Following Chevalier’s victory in the primary, far-left Democrat Ilhan Omar wrote, in a semi-literate post on the social media platform X: “We are very lucky to have a principled leader [Chevalier] and someone who understands who [sic] it means to be a leader carrying [sic] for their whole constituency. Congratulations sis and welcome to Congress!”
Also in the afterglow of Chevalier’s triumph in her primary – which had been accompanied by wins by two additional DSA-affiliated congressional candidates, Claire Valdez and Brad Lander — the DSA boasted that its rapidly rising influence represented an unstoppable trend that was destined to continue gaining momentum. As Osman Chaudhary, co-chair of the New York City DSA Electoral Working Group, put it: “We have a Democratic socialist mandate in New York City.” To anyone contemplating the possibility of mounting a challenge against the DSA’s preferred candidates, Chaudhary said: “Don’t even try it. We control these areas; we won by massive margins.”
[1] https://www.darializaforcongress.com/about
https://www.theguardian.com/us-news/2026/jun/24/darializa-avila-chevalier-win-new-york
https://ballotpedia.org/Darializa_Avila_Chevalier
https://www.linkedin.com/in/darializaavilachevalier/
https://www.darializaforcongress.com/about
https://www.foxnews.com/politics/rising-socialist-stars-track-congress-darializa-avila-chevalier-brad-lander-claire-valdez
[2] The Daily Wire explains: “Gender-affirming care is a phrase used by transgender activists and media to mask the more grisly sounding transgender top and bottom surgeries, including removing a biological woman’s breasts, removing a biological man’s genitals, sculpting a fake penis on a biological woman, and more. Social affirmation, puberty blockers, and hormones also fall under the ‘gender-affirming care’ umbrella.” According to DoNoHarmMedicine.org, “gender-affirming” care is “based on the dangerous premise that any child who has distress that he or she thinks is related to their sex should automatically be treated with social transition to the sex of their choice followed by hormonal interventions and then possibly surgery to remove healthy body parts,” while “underlying mental health problems are usually not addressed.”
[3] Established in 1965 and currently serving almost 800,000 children from low-income families at an annual cost of nearly $15,000 per pupil, the Head Start program is ostensibly intended to provide a boost—in the form of education, nutrition, and health services—to disadvantaged three-to-four-year-olds before they enter elementary school. From Head Start’s inception through 2012, American taxpayers spent more than $180 billion on the program.
But what are taxpayers—and the children enrolled in Head Start—getting in return for all this money? To find out, Congress in 2002 commissioned a scientifically rigorous, longitudinal analysis known as the Head Start Impact Study to evaluate the program’s effectiveness. The results, which were released in 2010, indicated that Head Start had little to no effect on the participants’ cognitive abilities, socio-emotional development, or physical health. Moreover, whatever meager benefits may have been detectable while the children were actively participating in Head Start “almost completely disappear[ed] by first grade.”
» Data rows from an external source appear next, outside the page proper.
PR #381, opened 2021-03-02
Dev: Run shell when venv-run is passed no arguments

jistr:
In toolbox dir, we have the run/shell script pairs, one for running a
command in a container, another for launching a shell in a
container. However, it can be done so that if no arguments are passed
to the 'run' script, it acts the same way as the 'shell' script. This
is already true for the plain 'run' and the 'vagrant-run', only
'venv-run' is edited to achieve the behavior described above.

### DIFF
--- a/toolbox/build/venv-wrapper
+++ b/toolbox/build/venv-wrapper
@@ -4,4 +4,8 @@ set -euo pipefail
 
 source /root/venv/bin/activate
 
-"$@"
+if [ "$#" = "0" ]; then
+    bash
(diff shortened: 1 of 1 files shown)


ccamacho (approved):

jistr:
E2E jobs passed, but the GH actions looked stalled and i didn't find a way to retrigger, so i just ran git commit --amend and re-pushed. If they pass, i think we don't need to re-run e2e tests here.

PR #384, opened 2021-03-10
New: Validate resource data structure

jistr:
When resources are being loaded, we now validate that the resource has
all the expected `params` and `_migration_params` and `_info.id`.
Errors are reported for resources that cannot be parsed. The resources
in error messages are identified by type+name+id tuple, if those
attributes of the resource aren't missing.


ccamacho (approved):
LGTM

PR #392, opened 2021-04-01
New: Ensure Nova server creation is successful and emit detailed info

jistr:
The import_workload_create_instance module now outputs a full workload
serialization of the server created in the destination cloud. When
running Ansible in verbose mode, it can be used as debugging
information, and allows for direct comparison of the destination
workload to the contents of workloads.yml file.

This requires that the import_workload_create_instance module waits
for the Nova server to enter ACTIVE state, to have full information
available. Typically this only adds several seconds to the workload
migration time, which is negligible in the full picture. By waiting,
we can also make sure the server indeed does go ACTIVE and not into
ERROR state, which may have previously gone unnoticed with the "fire
and forget" server creation approach.

### DIFF
--- a/os_migrate/plugins/module_utils/server.py
+++ b/os_migrate/plugins/module_utils/server.py
@@ -179,7 +179,7 @@ class Server(resource.Resource):
 
         # There are multiple representations of server in SDK, some of
         # them don't have flavor ID info.
-        flavor_id = sdk_res['flavor'].get('id')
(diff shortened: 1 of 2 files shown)


jistr:
Now the CI errors are different - package download failure, github API failure. Trying again...

jistr:
Every time a different error, will keep retrying until we see a pattern.

ccamacho (approved):

PR #9650, opened 2025-02-20
Add arm64 coverage and module loading to provision tests

sipsma:
We need coverage of module loading on arm64 to catch problems where x86 artifacts (built by our x86 ci runners) accidentally end up in arm64 images.

This is a quick update to our provision tests to give us that additional coverage. Just runs `dagger call -m ... --help` to trigger a module load for the SDKs covered here.


sipsma:
idk why I can't trigger the publish the gha step here... the yaml seems like it should result in it running 😞

PR #9651, opened 2025-02-20
Fix provision tests

sipsma:
I could not for the life of me figure out how to trigger publish jobs on the PR in https://github.com/dagger/dagger/pull/9650 so I went ahead and just pushed to see what happened, didn't work.

Have fixes here, but will bang my head until I can convince gh to run the job here so we don't have to repeat this loop more


sipsma:
Ah, it seems that the `paths` setting under `pull_request` can't start with `./`... Sure, okay? Works as expected now either way

jedevc (approved):

PR #9652, opened 2025-02-20
reapply tsx bundling w/ fix for x-architecture builds

cwlbraa:
^ in the title, this reapplies #9526.


sipsma:
DCO was missing on the revert commit (git doesn't do that automatically for those for some reason...), pushed a fix for that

Then, in 2012, the Department of Health & Human Services (HHS) published the findings of another scientifically rigorous, landmark study that tracked some 5,000 three- and four-year-old children from the beginning of their Head Start experience, through the third grade. This analysis, which was commissioned by HHS, likewise concluded that Head Start had no measurable impact on cognitive, social-emotional, or health-related variables. On a few measures, in fact, access to Head Start had harmful effects on the children.
For further details on the data regarding Head Start’s efficacy, click here.
[4] Charter schools often serve as outstanding alternatives to failing, substandard public schools — particularly in poor urban areas. They operate as schools of choice and are exempt from many state or local regulations related to operation and management.